Le Commissariat à l'énergie
atomique (CEA) peut s'en mordre les doigts. Des recherches indépendantes,
qu'il a initiées et encouragées, montrent pour la première
fois que le nucléaire militaire français est loin d'être
aussi propre qu'il ne l'affirme. Un article qui vient de paraître
dans une revue scientifique respectée, le Journal of Atmospheric
Chemistry, le suggère en tout cas fortement : il montre que les
lichens prélevés autour du centre de Valduc (Côte-d'Or),
où le CEA assemble et démantèle les bombes H de l'armée
française, présentent des concentrations en tritium (isotope
radioactif de l'hydrogène) mille fois supérieures à
la normale... et difficilement compatibles avec les chiffres d'émissions
atmosphériques de tritium publiés par le CEA de Valduc depuis
1986.
10 tonnes.
L'affaire commence en 1996, quand le CEA militaire
tente de se convertir à la transparence. A Valduc, site ultra protégé
qui n'a longtemps même pas figuré sur les cartes, une Structure
d'échange d'information sur Valduc (Seiva) est fondée, associant
élus locaux et scientifiques de l'université de Dijon, pour
organiser la communication en direction de la population. La Seiva dispose
d'un petit budget pour mener des analyses de radioactivité. En 2000,
elle passe un contrat avec une association, l'Observatoire mycologique,
pour une campagne de prélèvement des lichens autour de Valduc.
A la tête de l'Observatoire, Olivier Daillant, interprète
professionnel de son état mais surtout passionné de mycologie.

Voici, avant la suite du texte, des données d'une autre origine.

PR #7934, opened 2021-04-11
Refactor Playback Toolbar to use AbstractMenuModel and StyledMenu

cbjeukendrup:
Screenshot


src/framework/uicomponents/qml/MuseScore/UiComponents/StyledMenuItem.qml
```diff
@@ -16,6 +16,7 @@ ListItemBlank {
 
     property var modelData
     property bool reserveSpaceForInvisibleItems: true
+    property bool unifyCheckMarksAndIcons: true
```
RomanPudashkin, line 19: I don't quite understand what this flag does. Can you explain me, please?

src/playback/view/playbacktoolbarmodel.cpp
```diff
@@ -59,119 +58,170 @@ QVariant PlaybackToolBarModel::data(const QModelIndex& index, int role) const
...
     playbackController()->isPlayAllowedChanged().onNotify(this, [this]() {
-        updateState();
+        emit maxPlayTimeChanged();
         updatePlayTime();
         emit isPlayAllowedChanged();
     });
 
     playbackController()->isPlayingChanged().onNotify(this, [this]() {
-        updateState();
+        onActionsStateChanges({ "play" });
```
RomanPudashkin, line 110: Better to add a static string at the top of the file for this code because I see it in several places

src/framework/uicomponents/qml/MuseScore/UiComponents/StyledMenuItem.qml
cbjeukendrup: When this is true, the checkmark of a checked action appears _instead of_ the icon.
When it is false, the checkmark appears _on the left of_ the icon. 
| unifyCheckMarksAndIcons = true | | unifyCheckMarksAndIcons = false |
|-|-|-|
|Schermafbeelding 2021-04-11 om 16 03 36|vs|Schermafbeelding 2021-04-11 om 16 00 31|

src/playback/view/playbacktoolbarmodel.cpp
cbjeukendrup: Thanks, fixed!

src/playback/view/playbacktoolbarmodel.h
```diff
@@ -40,6 +40,7 @@ class PlaybackToolBarModel : public QAbstractListModel, public async::Asyncable
     INJECT(playback, IPlaybackController, playbackController)
     INJECT(playback, workspace::IWorkspaceManager, workspaceManager)
 
+    Q_PROPERTY(bool floating READ floating WRITE setFloating NOTIFY floatingChanged)
```
RomanPudashkin, line 43: I'm not sure "floating" is the best name for this property but at least you should rename it to "isFloating" to provide uniformity with "isPlayAllowed" :)

src/framework/uicomponents/qml/MuseScore/UiComponents/StyledMenuItem.qml
RomanPudashkin: Oh, I see. But do we really need to display the checkmark instead of the icon somewhere?

src/playback/view/playbacktoolbarmodel.h
cbjeukendrup: I renamed it to "isToolbarFloating" :)

src/framework/uicomponents/qml/MuseScore/UiComponents/StyledMenuItem.qml
RomanPudashkin: It seems that we should always display both the checkmark and the icon (correct me if I'm wrong)

cbjeukendrup: Maybe that's a question for @Tantacrul. I did this to keep the existing behaviour in other places, but maybe the existing behaviour was not correct.

RomanPudashkin: I think that better to remove this flag and always display both the checkmark and the icon. We can change this behaviour later if need be

cbjeukendrup: Oops, messages crossed :) 
I will do it like this:
- if any item in a menu has a checkmark, all items have a "column" for checkmarks
- if any item has an icon, all items will have a "column" for icons
- but if all items that are checkable don't have an icon, the checkmarks and icons are in the same "column" because that saves space.

Tantacrul: > Oops, messages crossed :)
> I will do it like this:
> 
> * if any item in a menu has a checkmark, all items have a "column" for checkmarks
> * if any item has an icon, all items will have a "column" for icons
> * but if all items that are checkable don't have an icon, the checkmarks and icons are in the same "column" because that saves space.

That makes sense to me. This kind of flexibility in context menus can be seen on a few other apps and OS's too.

cbjeukendrup:
@Tantacrul Here are some screenshots of how it looks now, is it okay? You could also test the build to be completely sure :)
Schermafbeelding 2021-04-11 om 21 48 35
Schermafbeelding 2021-04-11 om 21 49 02

src/framework/uicomponents/qml/MuseScore/UiComponents/StyledTextLabel.qml
```diff
@@ -3,6 +3,8 @@ import QtQuick 2.12
 Text {
     id: root
 
+    readonly property bool isEmpty: Boolean(text)
```
RomanPudashkin, line 6: You have a bug here. Should be:

readonly property bool isEmpty: !Boolean(text)

or just:
readonly property bool isEmpty: text.length === 0

src/framework/uicomponents/qml/MuseScore/UiComponents/StyledMenu.qml
```diff
@@ -21,11 +21,45 @@ StyledPopupView {
     property alias model: view.model
     property int itemWidth: 300
     property bool reserveSpaceForInvisibleItems: true
+    property bool unifyCheckMarksAndIcons: true
```
RomanPudashkin, line 24: It seems that this flag is not needed anymore

src/framework/uicomponents/qml/MuseScore/UiComponents/StyledMenu.qml
```diff
@@ -21,11 +21,45 @@ StyledPopupView {
...
+                       && (modelData.checkable || (modelData.icon && modelData.icon !== IconCode.NONE))) {
+                privateProperties.hasItemsWithIconOrCheckable = true
+            }
+
+            if (!privateProperties.hasItemsWithSubmenu
+                    && Boolean(modelData.subitems) && modelData.subitems.length > 0) {
+                privateProperties.hasItemsWithSubmenu = true
+            }
+
+            if (!privateProperties.hasItemsWithShortcut
```
RomanPudashkin, line 51: Can we simplify this code a bit?

if (Boolean(modelData.shortcut)) {
privateProperties.hasItemsWithShortcut = true
}

Same for all conditions in if above

src/framework/uicomponents/qml/MuseScore/UiComponents/StyledMenu.qml
```diff
@@ -21,11 +21,45 @@ StyledPopupView {
...
+
+        for (let i = 0; i < model.length; i++) {
+            let modelData = model[i]
+            if (!privateProperties.hasItemsWithIconAndCheckable
+                    && modelData.checkable
+                    && (Boolean(modelData.icon) && modelData.icon !== IconCode.NONE)) {
+                privateProperties.hasItemsWithIconAndCheckable = true
+                privateProperties.hasItemsWithIconOrCheckable = true
+            } else if (!privateProperties.hasItemsWithIconOrCheckable
+                       && (modelData.checkable || (modelData.icon && modelData.icon !== IconCode.NONE))) {
```
RomanPudashkin, line 42: You have this code in several places:
modelData.icon && modelData.icon !== IconCode.NONE

It is better to add some temp variable for this condition after this line
let modelData = model[i]

src/framework/uicomponents/qml/MuseScore/UiComponents/StyledMenu.qml
```diff
@@ -21,11 +21,45 @@ StyledPopupView {
...
     signal handleAction(string actionCode, int actionIndex)
 
+    onModelChanged: {
+        privateProperties.hasItemsWithIconAndCheckable = false
+        privateProperties.hasItemsWithIconOrCheckable = false
+        privateProperties.hasItemsWithSubmenu = false
+        privateProperties.hasItemsWithShortcut = false
+
+        for (let i = 0; i < model.length; i++) {
+            let modelData = model[i]
```
RomanPudashkin, line 35: Better to add an empty line here

igorkorsukov:
@cbjeukendrup You solved this problem in a very timely! Thank you! 
Could you please fix the conflict? We would like to merge your work (even perhaps without correcting comments, they can be corrected separately). because the task of keyboard navigation depends on this work, which is now in active development.

cbjeukendrup:
@igorkorsukov I'm currently working on the rebase, and I have already fixed the review comments along the way. Force-push coming very soon!

src/framework/uicomponents/qml/MuseScore/UiComponents/ListItemBlank.qml
```diff
@@ -24,7 +24,9 @@ FocusableControl {
     Accessible.selectable: true
     Accessible.selected: isSelected
 
-    mouseArea.hoverEnabled: Boolean(root.hint) && root.visible
+    background.color: normalStateColor
+
+    mouseArea.hoverEnabled: root.visible
```
cbjeukendrup, line 29: Hovering is not only needed when there is a tooltip, but also for the background color.

igorkorsukov: Exactly, thanks for noticing and correcting

Tantacrul:
Quick one:

If you install the font on your machine, it (for some reason) gets
prioritised over the one packaged with MuseScore. Then when new icons are
added, they don't appear in MS4. Just install the font from your machine in
that instance. I'm guessing this isn't your issue, but just in case it is,
I thought I'd mention it.

cbjeukendrup:
@Tantacrul Ah, that was it!! Thanks!

Tantacrul:
He he he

L'homme n'est pas un novice. En 1986, il avait le premier montré
la contamination des champignons français par le césium du
nuage de Tchernobyl. Avec l'aide de laboratoires universitaires allemands
et autrichiens, Daillant mesure donc la quantité de tritium fixée
dans la matière organique des lichens des alentours de Valduc. Pourquoi
le tritium ? Parce que cet isotope de l'hydrogène est la principale
source de radioactivité émise par le centre du sous forme
gazeuse. Le tritium est un radioélément qui se dégrade
assez vite. Sa période (durée durant laquelle il perd la
moitié de sa radioactivité) est de 12,3 ans et son rayonnement
est arrêté par 5 mm d'air.
En revanche, le tritium est dangereux lorsqu'il
pénètre dans l'organisme par inhalation ou ingestion, tout
particulièrement s'il est incorporé par les cellules.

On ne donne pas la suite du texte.